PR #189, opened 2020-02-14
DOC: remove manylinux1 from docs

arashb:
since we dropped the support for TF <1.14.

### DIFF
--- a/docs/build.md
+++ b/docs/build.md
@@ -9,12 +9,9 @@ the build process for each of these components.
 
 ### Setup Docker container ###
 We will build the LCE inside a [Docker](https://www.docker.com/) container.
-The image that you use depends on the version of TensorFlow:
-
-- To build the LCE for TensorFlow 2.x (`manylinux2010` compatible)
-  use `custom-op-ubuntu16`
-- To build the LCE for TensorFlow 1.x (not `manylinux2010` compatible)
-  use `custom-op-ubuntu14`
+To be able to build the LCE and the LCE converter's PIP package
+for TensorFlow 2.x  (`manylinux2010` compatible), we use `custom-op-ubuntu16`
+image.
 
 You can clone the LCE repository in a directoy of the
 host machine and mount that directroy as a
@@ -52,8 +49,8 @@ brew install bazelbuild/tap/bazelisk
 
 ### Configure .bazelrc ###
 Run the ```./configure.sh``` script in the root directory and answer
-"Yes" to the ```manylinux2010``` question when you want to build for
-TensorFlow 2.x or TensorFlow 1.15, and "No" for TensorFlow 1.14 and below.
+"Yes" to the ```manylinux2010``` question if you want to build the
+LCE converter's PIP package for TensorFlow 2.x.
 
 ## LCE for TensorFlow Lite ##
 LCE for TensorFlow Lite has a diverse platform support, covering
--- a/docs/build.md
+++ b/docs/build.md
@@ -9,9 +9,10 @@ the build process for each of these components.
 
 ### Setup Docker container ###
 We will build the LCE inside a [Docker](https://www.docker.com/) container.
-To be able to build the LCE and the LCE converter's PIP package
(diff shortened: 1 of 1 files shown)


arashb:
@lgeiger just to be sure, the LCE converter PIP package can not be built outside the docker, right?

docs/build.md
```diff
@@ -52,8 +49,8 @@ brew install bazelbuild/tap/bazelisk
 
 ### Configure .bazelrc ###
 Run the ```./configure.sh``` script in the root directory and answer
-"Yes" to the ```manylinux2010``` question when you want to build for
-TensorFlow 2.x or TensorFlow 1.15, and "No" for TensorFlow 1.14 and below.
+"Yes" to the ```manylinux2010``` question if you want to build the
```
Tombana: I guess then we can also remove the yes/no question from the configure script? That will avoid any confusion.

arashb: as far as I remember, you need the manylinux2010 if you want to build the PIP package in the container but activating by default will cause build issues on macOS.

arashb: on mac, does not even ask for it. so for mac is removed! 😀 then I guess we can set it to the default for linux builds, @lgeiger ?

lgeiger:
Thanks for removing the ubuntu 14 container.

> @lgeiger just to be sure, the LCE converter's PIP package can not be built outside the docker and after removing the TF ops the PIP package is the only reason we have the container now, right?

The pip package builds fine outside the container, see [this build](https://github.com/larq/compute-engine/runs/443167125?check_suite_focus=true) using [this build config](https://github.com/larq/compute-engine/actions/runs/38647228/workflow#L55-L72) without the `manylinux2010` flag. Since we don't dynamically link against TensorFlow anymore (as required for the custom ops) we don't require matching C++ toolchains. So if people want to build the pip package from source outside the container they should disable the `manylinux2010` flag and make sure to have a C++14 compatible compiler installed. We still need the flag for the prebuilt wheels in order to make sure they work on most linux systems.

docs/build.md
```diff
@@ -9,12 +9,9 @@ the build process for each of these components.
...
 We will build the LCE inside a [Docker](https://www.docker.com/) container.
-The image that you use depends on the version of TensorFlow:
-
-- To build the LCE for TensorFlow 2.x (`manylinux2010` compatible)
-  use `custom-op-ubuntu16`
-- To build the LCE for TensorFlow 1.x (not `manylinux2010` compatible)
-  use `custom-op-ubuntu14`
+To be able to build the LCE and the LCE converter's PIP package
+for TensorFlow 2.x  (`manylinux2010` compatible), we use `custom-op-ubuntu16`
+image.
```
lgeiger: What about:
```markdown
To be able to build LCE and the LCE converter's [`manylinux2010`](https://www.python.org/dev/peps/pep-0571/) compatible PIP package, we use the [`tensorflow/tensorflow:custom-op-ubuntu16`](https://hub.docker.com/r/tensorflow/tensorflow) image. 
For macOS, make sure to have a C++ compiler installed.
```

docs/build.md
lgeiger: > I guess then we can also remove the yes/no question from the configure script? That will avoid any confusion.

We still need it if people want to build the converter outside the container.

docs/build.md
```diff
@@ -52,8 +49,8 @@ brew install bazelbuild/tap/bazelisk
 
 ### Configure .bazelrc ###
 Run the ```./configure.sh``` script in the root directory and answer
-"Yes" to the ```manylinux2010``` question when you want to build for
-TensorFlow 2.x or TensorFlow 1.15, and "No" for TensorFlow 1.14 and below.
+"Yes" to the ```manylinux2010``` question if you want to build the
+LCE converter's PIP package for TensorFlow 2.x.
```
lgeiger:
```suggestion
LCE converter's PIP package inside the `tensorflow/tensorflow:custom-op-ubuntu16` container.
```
################
What is expected - Copy out every line from the data above in which the word "support" occurs.

Written reply -
since we dropped the support for TF <1.14.
 LCE for TensorFlow Lite has a diverse platform support, covering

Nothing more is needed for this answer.